-------- DATA LISTING --------

PR #41, opened 2022-09-07
feat: Implement the CPOM component

timflannagan:
# Overview

Implements the CPOM component described in the [phase 0 platform operators EP](https://github.com/openshift/enhancements/blob/master/enhancements/olm/platform-operators.md).

## Summary

This component is responsible for reconciling the PlatformOperators API. During phase 0, admins will configure a desired OLM-based operator package name that's present in the redhat-operators catalog source.

During reconciliation, this component is responsible for finding a registry+v1 bundle that satisfies the admin configured package name. In the case of an invalid configuration, e.g. the configured package doesn't exist, that state will be bubbled up to the PlatformOperator resource the manager is reconciling. After "sourcing" a registry+v1 bundle, the reconciliation logic will generate a rukpak BundleDeployment resource under-the-hood, and delegate the management of that registry+v1 bundle's contents to the rukpak stack.

Note: during phase 0, automatic upgrades are unsupported. In the case that the generated BundleDeployment resource already exists, the reconciliation logic will skip running the sourcing logic to avoid performing unnecessary work.

After generating the BundleDeployment resource that will manage the sourced registry+v1 bundle, the manager will be responsible for inspecting that resource's status sub-resource, and bubble up any failure states to the PlatformOperator resource it's currently reconciling. Common examples may include a registry+v1 bundle that cannot be successfully "unpacked" by rukpak's registry+v1 provisioner, or a registry+v1 bundle contains manifests that are invalid and the Kubernetes API server rejects the creation of that manifest.

## Misc. Notes

- This component will only be deployed when the "TechPreviewNoUpgrades" feature set has been enabled on the cluster.
- When enabling this feature set before cluster creation, admins may wish to inject a series of PlatformOperator custom resources into the cluster's Kubernetes manifests that the installer can use to bootstrap the cluster.
- An "invalid" PlatformOperator resource can influence cluster lifecycle events like ClusterOperator resources can. During phase 0, this means that an invalid PlatformOperator can block cluster rollout. This is done by reconciling an "aggregate" ClusterOperator component that acts as a proxy for the underlying health of a PlatformOperator resource to the CVO component.
- Admins can also create/delete/etc. PlatformOperator custom resources after cluster creation.
- Targeting cert-manager, service-binding-operator, and local-storage-operator as phase 0 candidates.

## Known Limitations

- The reconciliation logic doesn't compare the current and desired state of the BundleDeployment resource. This gap allows users how have access to the BundleDeployment API that ability to manually modify that resource.
- The rukpak provisioner implementations don't have the ability to inspect the health/state of the resources that it's managing. This has implications when bubbling up the generated BundleDeployment state to the PlatformOperator resource that owns it. In the case that a registry+v1 bundle contains manifests that can be successfully applied to the cluster, but will fail at runtime (e.g. a Deployment referencing a non-existent image) the result will be a successful status being reflected in an individual PlatformOperator/BundleDeployment resource.
- Admins configuring these PlatformOperator custom resources before cluster creation cannot easily determine the desired package name without leveraging an existing cluster, or relying on downstream documented examples. There's no validation logic that ensures an individually configured PlatformOperator resource will be able to successfully roll out to the cluster.
- There's no logic that guarantees package name uniqueness.
- During phase 0, the POM component will only source configured packages from the redhat-operators catalog source. This is a short term limitation.


timflannagan:
Just creating something for clusterbot.

api/v1alpha1/types.go
```diff
@@ -16,11 +16,44 @@ limitations under the License.
...
 
+import (
+	platformv1alpha1 "github.com/openshift/api/platform/v1alpha1"
+)
+
 var (
 	TypeApplied = "Applied"
 
 	ReasonSourceFailed    = "SourceFailed"
+	ReasonUnpackPending   = "ApplyPending"
```
joelanford, line 27:
```suggestion
	ReasonUnpackPending   = "UnpackPending"
```

cmd/main.go
```diff
@@ -56,14 +55,18 @@ func init() {
...
+		metricsAddr          string
+		enableLeaderElection bool
+		probeAddr            string
+	)
 	flag.StringVar(&metricsAddr, "metrics-bind-address", ":8080", "The address the metric endpoint binds to.")
 	flag.StringVar(&probeAddr, "health-probe-bind-address", ":8081", "The address the probe endpoint binds to.")
 	flag.BoolVar(&enableLeaderElection, "leader-elect", false,
 		"Enable leader election for controller manager. "+
 			"Enabling this will ensure there is only one active controller manager.")
+	flag.BoolVar(&runLocal, "run-local", false, "Configures whether the CPOM will run in local dev mode.")
```
joelanford, line 69: Non-blocking nit: see https://github.com/openshift/platform-operators/pull/23#discussion_r965184103

api/v1alpha1/types.go
```diff
@@ -16,11 +16,44 @@ limitations under the License.
...
 	ReasonApplyFailed     = "ApplyFailed"
 	ReasonApplySuccessful = "ApplySuccessful"
 	ReasonApplyPending    = "ApplyPending"
 )
+
+const (
+	SourcedBundleAnnotation = "platform.openshift.io/sourced-bundle"
+)
+
```
joelanford, line 36: Is this related to the convo we had about how to gate sourcing if we've already sourced successfully? If so, add a TODO to switch over to gating based on BD presence? Or did you discover an issue with that approach?

controllers/platformoperator_controller.go
```diff
@@ -37,12 +40,14 @@ import (
 	"github.com/openshift/platform-operators/internal/util"
 )
 
+var (
+	ErrSourceFailed = errors.New("failed to run sourcing logic")
```
joelanford, line 44: Nit: Unexport if not meant to be consumed outside this package.
```suggestion
	errSourceFailed = errors.New("failed to run sourcing logic")
```

controllers/platformoperator_controller.go
```diff
@@ -62,47 +67,82 @@ func (r *PlatformOperatorReconciler) Reconcile(ctx context.Context, req ctrl.Req
...
 
-	desiredBundle, err := r.Sourcer.Source(ctx, po)
+	return r.reconcile(ctx, po)
+}
+
+func (r *PlatformOperatorReconciler) reconcile(ctx context.Context, po *platformv1alpha1.PlatformOperator) (ctrl.Result, error) {
+	bd, err := r.ensureDesiredBundleDeployment(ctx, po)
 	if err != nil {
+		reason := platformtypes.ReasonApplyFailed
+		status := metav1.ConditionUnknown
```
joelanford, line 90: Should status just always be `"False"`? Both reasons seem to indicate that the BD has not been applied.

controllers/platformoperator_controller.go
```diff
@@ -62,47 +67,82 @@ func (r *PlatformOperatorReconciler) Reconcile(ctx context.Context, req ctrl.Req
...
-			Message: err.Error(),
-		})
-		return ctrl.Result{}, err
+
+	// check whether the generated BundleDeployment are reporting any
+	// failures when attempting to unpack the configured registry+v1
+	// bundle contents, or persisting those unpack contents to the cluster.
+	if failureCond := util.InspectBundleDeployment(ctx, bd.Status.Conditions); failureCond != nil {
+		meta.SetStatusCondition(&po.Status.Conditions, *failureCond)
+		return ctrl.Result{}, nil
```
joelanford, line 109: Not returning an error here... the assumption being that we'll get a watch event in the future from the BD and that'll be the thing that guarantees we re-reconcile/re-inspect the BD?

Just triple checking that there isn't a terminal state edge to this.

controllers/platformoperator_controller.go
```diff
@@ -62,47 +67,82 @@ func (r *PlatformOperatorReconciler) Reconcile(ctx context.Context, req ctrl.Req
...
 	}
 	meta.SetStatusCondition(&po.Status.Conditions, metav1.Condition{
 		Type:    platformtypes.TypeApplied,
 		Status:  metav1.ConditionTrue,
 		Reason:  platformtypes.ReasonApplySuccessful,
-		Message: "Successfully applied the desired olm.bundle content",
+		Message: fmt.Sprintf("Successfully applied the %s BundleDeployment resource", bd.GetName()),
 	})
+	platformtypes.SetActiveBundleDeployment(po, bd.GetName())
```
joelanford, line 117: I forgot we had this field on the PO status. Could this play a role in gating the sourcing logic?

api/v1alpha1/types.go
joelanford: I see we _are_ already gating on BD presence. Is this dead code?

internal/applier/bundleinstance_applier.go
```diff
@@ -1,56 +1,36 @@
...
-	return err
+	bd.Spec = BuildBundleDeployment(image)
+	return bd
 }
 
-// buildBundleDeployment is responsible for taking a name and image to create an embedded BundleDeployment
-func buildBundleDeployment(image string) *rukpakv1alpha1.BundleDeploymentSpec {
-	return &rukpakv1alpha1.BundleDeploymentSpec{
+// BuildBundleDeployment is responsible for taking a name and image to create an embedded BundleDeployment
+func BuildBundleDeployment(image string) rukpakv1alpha1.BundleDeploymentSpec {
```
joelanford, line 27: What's the need to export this?

internal/applier/bundleinstance_applier.go
```diff
@@ -1,56 +1,36 @@
...
+	return rukpakv1alpha1.BundleDeploymentSpec{
 		ProvisionerClassName: plainProvisionerID,
 		// TODO(tflannag): Investigate why the metadata key is empty when this
 		// resource has been created on cluster despite the field being omitempty.
```
joelanford, line 31: Is this still an issue?

internal/util/util.go
```diff
@@ -111,3 +111,45 @@ func inspectPlatformOperator(po platformv1alpha1.PlatformOperator) error {
...
+		}
+	}
+
+	applied := meta.FindStatusCondition(conditions, rukpakv1alpha1.TypeInstalled)
+	if applied == nil {
+		return &metav1.Condition{
+			Type:    platformtypes.TypeApplied,
+			Status:  metav1.ConditionFalse,
+			Reason:  platformtypes.ReasonUnpackPending,
+			Message: "Waiting for the bundle to be unpacked",
```
joelanford, line 143: Should this be more like "Waiting for bundle to be installed" with reason "InstallPending"?

cmd/main.go
timflannagan: I ended up removing this functionality entirely. I think it's still something that's beneficial for QoL but I didn't want to expand the scope of this work.

api/v1alpha1/types.go
timflannagan: Yup, this was dead code. Removed in https://github.com/openshift/platform-operators/pull/41/commits/28b4316bc8c76cdb4d61f41877fbe6351ac50f39.

controllers/platformoperator_controller.go
timflannagan: Updated in https://github.com/openshift/platform-operators/pull/41/commits/28b4316bc8c76cdb4d61f41877fbe6351ac50f39.

controllers/platformoperator_controller.go
timflannagan: Updated in https://github.com/openshift/platform-operators/pull/41/commits/28b4316bc8c76cdb4d61f41877fbe6351ac50f39.

controllers/platformoperator_controller.go
timflannagan: Added a comment in https://github.com/openshift/platform-operators/pull/41/commits/28b4316bc8c76cdb4d61f41877fbe6351ac50f39. That was my assumption at the time but forgot to add a comment that explained that behavior. I think we're fine unless we miss an event?

internal/applier/bundleinstance_applier.go
timflannagan: Updated in https://github.com/openshift/platform-operators/pull/41/commits/28b4316bc8c76cdb4d61f41877fbe6351ac50f39.

internal/util/util.go
timflannagan: Nice catch. Updated in https://github.com/openshift/platform-operators/pull/41/commits/28b4316bc8c76cdb4d61f41877fbe6351ac50f39. I also renamed the "*Applied*" constant variables to "*Install*" as that felt more natural.

internal/applier/bundleinstance_applier.go
timflannagan: Yup, I'm still noticing this locally. I haven't dived too deep on why though.

controllers/suite_test.go
```diff
@@ -17,26 +17,34 @@ limitations under the License.
 package controllers
```
timflannagan, line 17: I think I'll likely revert the changes to this testing suite until I have an implementation that can easily mock catalog sourcing to avoid registering OLM's CatalogSource API here. Longer term, most of the e2e tests introduced in this PR can/should be modeled as unit tests.

internal/sourcer/registry_sourcer.go
```diff
@@ -54,15 +54,12 @@ func (cs catalogSource) Source(ctx context.Context, po *platformv1alpha1.Platfor
 }
 
 func (s sources) GetCandidates(ctx context.Context, po *platformv1alpha1.PlatformOperator) (bundles, error) {
+	// TODO(tflannag): This doesn't account for edge case where there are zero sources.
```
timflannagan, line 57: This is still relevant. I think I need to refactor this `sources` type anyways, and add a test that handles the edge case where the redhat-operators catalog is unavailable.

internal/sourcer/sourcer.go
```diff
@@ -21,3 +21,19 @@ func (b Bundle) String() string {
...
+	b *Bundle
+}
+
+func (no *noopSourcer) SetBundle(b *Bundle) {
+	no.b = b
+}
+
+func (no *noopSourcer) Source(context.Context, *platformv1alpha1.PlatformOperator) (*Bundle, error) {
+	return nil, nil
+}
```
timflannagan, line 39: Note: this is dead code right now.

internal/util/util.go
```diff
@@ -111,3 +111,46 @@ func inspectPlatformOperator(po platformv1alpha1.PlatformOperator) error {
 func buildPOFailureMessage(name, reason string) error {
 	return fmt.Errorf("encountered the failing %s platform operator with reason %q", name, reason)
 }
+
+// InspectBundleDeployment is responsible for inspecting an individual BD
+// resource, and verifying whether the referenced Bundle contents has been
+// successfully unpacked and persisted to the cluster.
+// TODO(tflannag): Add a test for this.
```
timflannagan, line 118: This TODO is still relevant.

timflannagan:
I moved some of the changes outside of this PR and into https://github.com/openshift/platform-operators/pull/44. Should make it easier to remove this PR given the overall diff will be smaller.

internal/sourcer/sourcer.go
timflannagan: Removed in a latest force push.

internal/util/util.go
timflannagan: Added a test for this in the latest force push.

timflannagan:
I already rebased this in the #23 PR which has been getting green CI runs. Moving this out of draft.

controllers/suite_test.go
timflannagan: This is done in the latest force pushes.

controllers/platformoperator_controller.go
```diff
@@ -75,34 +79,71 @@ func (r *PlatformOperatorReconciler) Reconcile(ctx context.Context, req ctrl.Req
...
+func (r *PlatformOperatorReconciler) ensureDesiredBundleDeployment(ctx context.Context, po *platformv1alpha1.PlatformOperator) (*rukpakv1alpha1.BundleDeployment, error) {
+	bd := &rukpakv1alpha1.BundleDeployment{}
+
+	// check whether the underlying BD has already been generated to determine
+	// whether the sourcing logic needs to be run to avoid performing unnecessary
+	// work given upgrades aren't supported during phase 0. Note: this logic
+	// doesn't compare the current and desired status of the BD resource so it's
+	// possible that users/controllers/etc. can modify the generated BD resource.
+	// See https://github.com/openshift/platform-operators/issues/47 for more details.
+	if err := r.Get(ctx, types.NamespacedName{Name: po.GetName()}, bd); err != nil {
```
tylerslaton, line 131: Do we want to ensure that only one PO with a specific [ActiveBundleDeployment](https://github.com/openshift/api/blob/321abac6303f1c152f2de0cf853b5468ac403051/platform/v1alpha1/types.go#L35-L39) for a package in the catalog is present on cluster as well? Right now we're just checking for PO's that have the same name but those aren't necessarily indicative of their content.

internal/applier/bundledeployment_applied.go
```diff
@@ -1,56 +1,36 @@
 package applier
```
tylerslaton, line 1: Unrelated to this specific PR, but should this file instead be called `bundledeployment_applier.go`? It is `bundledeployment_applied.go` right now.

tylerslaton (commented):
Looks really close, had a few comments.

internal/applier/bundledeployment_applied.go
timflannagan: Whoops. Done in https://github.com/openshift/platform-operators/pull/41/commits/50ba86b0bdada6d75eb6be29359d7f0baebdff98 to so the overall diff is still preserved in the first commit.

controllers/platformoperator_controller.go
tylerslaton: I just tested a situation where RukPak attempts to install two bundles that contain the same content and it looks like the underlying helm logic takes over and prevents that from going through. I think for phase 0 we're fine here in that case.

```
- lastTransitionTime: "2022-09-12T14:10:05Z"
    message: 'rendered manifests contain a resource that already exists. Unable to
      continue with install: Namespace "combo" in namespace "" exists and cannot be
      imported into the current release: invalid ownership metadata; annotation validation
      error: key "meta.helm.sh/release-name" must equal "combo-1": current value is
      "combo"'
```

timflannagan:
Merging the required labels after testing locally on a clusterbot cluster. We've gotten green CI runs in #23 which does have the ability to run e2e.

/label px-approved
/label qe-approved
/label docs-approved

timflannagan:
Whoops.

/override ci/prow/e2e-techpreview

--------

Each line above that contains the word "locally" should be copied.

**ANSWER TO THIS PROBLEM:**
timflannagan: Yup, I'm still noticing this locally. I haven't dived too deep on why though.
Merging the required labels after testing locally on a clusterbot cluster. We've gotten green CI runs in #23 which does have the ability to run e2e.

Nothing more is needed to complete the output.